*Assignment*:
The lines from the top of the records below through the one containing "### LINKED ISSUE #1657: Build" are to be transcribed exactly, and nothing else is to be added.

*Record set*:

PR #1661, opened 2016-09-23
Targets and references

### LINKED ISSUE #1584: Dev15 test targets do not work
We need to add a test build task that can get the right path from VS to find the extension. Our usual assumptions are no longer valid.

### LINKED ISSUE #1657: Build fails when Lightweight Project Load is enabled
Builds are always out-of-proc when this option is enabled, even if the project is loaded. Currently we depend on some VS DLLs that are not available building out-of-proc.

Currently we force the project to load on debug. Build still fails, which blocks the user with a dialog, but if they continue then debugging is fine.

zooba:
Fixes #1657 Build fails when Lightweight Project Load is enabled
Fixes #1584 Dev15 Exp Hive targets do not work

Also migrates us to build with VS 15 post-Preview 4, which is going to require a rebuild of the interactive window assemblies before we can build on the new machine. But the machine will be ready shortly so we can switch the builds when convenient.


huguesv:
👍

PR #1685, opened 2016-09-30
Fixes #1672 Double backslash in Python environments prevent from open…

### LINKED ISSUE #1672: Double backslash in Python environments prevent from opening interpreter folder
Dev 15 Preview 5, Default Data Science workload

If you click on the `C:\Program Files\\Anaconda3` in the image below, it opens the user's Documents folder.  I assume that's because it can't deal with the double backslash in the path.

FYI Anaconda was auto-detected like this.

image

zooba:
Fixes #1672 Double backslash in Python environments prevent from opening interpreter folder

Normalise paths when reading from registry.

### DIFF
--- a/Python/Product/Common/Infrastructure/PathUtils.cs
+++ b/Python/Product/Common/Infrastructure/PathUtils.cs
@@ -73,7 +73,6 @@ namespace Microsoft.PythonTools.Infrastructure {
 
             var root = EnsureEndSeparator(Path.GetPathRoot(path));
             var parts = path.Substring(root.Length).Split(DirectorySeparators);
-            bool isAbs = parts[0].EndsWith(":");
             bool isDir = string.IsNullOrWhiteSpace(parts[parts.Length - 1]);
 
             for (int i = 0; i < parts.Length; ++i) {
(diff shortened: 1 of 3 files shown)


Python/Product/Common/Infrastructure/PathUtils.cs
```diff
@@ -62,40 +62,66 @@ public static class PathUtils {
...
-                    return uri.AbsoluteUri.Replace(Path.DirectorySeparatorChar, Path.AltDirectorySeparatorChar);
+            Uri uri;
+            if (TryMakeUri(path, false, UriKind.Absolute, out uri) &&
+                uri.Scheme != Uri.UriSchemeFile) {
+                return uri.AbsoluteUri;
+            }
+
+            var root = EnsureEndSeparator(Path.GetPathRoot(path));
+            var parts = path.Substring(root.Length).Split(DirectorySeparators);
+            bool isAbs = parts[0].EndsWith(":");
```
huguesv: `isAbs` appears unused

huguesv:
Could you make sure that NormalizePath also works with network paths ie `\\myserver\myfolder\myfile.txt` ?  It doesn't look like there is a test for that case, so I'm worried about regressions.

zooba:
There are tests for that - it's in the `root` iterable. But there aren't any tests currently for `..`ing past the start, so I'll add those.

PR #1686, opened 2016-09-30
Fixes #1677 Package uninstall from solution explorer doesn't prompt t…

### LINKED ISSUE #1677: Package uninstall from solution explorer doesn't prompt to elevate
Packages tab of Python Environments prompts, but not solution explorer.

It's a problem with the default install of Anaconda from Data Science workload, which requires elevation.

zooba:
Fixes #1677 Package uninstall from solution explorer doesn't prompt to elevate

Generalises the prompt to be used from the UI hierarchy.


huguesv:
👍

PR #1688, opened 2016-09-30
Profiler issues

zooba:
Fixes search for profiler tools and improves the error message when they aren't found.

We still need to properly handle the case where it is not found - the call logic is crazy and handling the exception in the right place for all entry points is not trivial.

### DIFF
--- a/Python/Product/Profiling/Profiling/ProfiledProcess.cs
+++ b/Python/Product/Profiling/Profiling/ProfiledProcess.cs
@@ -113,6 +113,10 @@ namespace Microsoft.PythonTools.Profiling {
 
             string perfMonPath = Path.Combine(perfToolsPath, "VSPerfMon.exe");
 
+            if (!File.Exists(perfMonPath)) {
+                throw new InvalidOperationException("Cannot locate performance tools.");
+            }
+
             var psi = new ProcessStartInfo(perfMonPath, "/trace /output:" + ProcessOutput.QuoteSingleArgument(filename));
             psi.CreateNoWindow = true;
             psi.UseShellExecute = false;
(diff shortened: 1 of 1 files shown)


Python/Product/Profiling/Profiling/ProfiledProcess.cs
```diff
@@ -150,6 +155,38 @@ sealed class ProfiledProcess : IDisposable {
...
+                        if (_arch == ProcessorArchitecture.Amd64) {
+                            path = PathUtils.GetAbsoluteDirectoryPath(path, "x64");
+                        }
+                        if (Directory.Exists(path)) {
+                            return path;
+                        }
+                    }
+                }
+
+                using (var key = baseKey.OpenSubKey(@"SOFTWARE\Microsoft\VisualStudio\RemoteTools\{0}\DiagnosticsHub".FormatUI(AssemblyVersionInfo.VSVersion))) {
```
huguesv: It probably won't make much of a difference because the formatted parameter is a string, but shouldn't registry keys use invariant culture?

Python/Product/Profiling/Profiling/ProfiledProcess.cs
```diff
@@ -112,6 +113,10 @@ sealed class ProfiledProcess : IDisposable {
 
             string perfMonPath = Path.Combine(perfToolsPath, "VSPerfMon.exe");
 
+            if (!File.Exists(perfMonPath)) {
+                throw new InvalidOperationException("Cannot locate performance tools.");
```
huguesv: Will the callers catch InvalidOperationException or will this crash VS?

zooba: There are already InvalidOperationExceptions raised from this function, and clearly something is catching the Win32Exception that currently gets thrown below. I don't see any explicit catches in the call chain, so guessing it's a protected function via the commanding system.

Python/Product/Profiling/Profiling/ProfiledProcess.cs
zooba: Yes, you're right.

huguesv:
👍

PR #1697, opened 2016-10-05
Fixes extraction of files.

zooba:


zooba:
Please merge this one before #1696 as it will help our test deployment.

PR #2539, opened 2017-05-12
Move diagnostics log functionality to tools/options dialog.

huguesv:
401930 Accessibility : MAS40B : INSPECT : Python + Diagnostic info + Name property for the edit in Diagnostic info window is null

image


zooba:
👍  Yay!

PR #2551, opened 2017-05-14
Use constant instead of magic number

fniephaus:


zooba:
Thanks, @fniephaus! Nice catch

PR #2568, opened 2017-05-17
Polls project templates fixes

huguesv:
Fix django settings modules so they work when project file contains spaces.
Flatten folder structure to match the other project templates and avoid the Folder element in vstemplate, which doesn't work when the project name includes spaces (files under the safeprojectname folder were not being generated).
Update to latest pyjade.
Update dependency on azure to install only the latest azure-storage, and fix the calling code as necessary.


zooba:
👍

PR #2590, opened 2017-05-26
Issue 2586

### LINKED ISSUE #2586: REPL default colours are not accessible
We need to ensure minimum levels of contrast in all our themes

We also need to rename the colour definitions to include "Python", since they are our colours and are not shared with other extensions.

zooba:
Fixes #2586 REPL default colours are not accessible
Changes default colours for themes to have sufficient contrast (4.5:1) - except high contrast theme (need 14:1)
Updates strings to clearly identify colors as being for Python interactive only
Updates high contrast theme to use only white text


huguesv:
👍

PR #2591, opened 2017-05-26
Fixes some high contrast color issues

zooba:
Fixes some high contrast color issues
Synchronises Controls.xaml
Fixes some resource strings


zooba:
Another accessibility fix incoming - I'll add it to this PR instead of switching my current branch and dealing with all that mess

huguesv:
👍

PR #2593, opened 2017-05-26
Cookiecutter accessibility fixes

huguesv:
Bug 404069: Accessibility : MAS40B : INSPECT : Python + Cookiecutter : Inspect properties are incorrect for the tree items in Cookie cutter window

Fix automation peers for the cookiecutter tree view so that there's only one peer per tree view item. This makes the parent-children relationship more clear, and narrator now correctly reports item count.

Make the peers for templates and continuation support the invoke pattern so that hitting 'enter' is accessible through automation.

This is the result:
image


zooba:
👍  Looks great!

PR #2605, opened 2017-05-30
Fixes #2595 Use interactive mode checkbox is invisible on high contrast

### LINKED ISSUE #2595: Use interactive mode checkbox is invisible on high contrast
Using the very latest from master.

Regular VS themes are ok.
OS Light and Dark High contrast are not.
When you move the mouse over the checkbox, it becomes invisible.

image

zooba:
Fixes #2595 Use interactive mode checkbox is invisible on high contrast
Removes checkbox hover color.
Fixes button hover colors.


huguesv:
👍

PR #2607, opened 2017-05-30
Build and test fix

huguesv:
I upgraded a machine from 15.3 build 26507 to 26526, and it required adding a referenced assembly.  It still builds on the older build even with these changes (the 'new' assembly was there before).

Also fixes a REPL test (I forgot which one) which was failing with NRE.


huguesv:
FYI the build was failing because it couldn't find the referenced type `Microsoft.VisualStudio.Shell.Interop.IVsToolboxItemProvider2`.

*Expected output*:
PR #1661, opened 2016-09-23
Targets and references

### LINKED ISSUE #1584: Dev15 test targets do not work
We need to add a test build task that can get the right path from VS to find the extension. Our usual assumptions are no longer valid.

### LINKED ISSUE #1657: Build fails when Lightweight Project Load is enabled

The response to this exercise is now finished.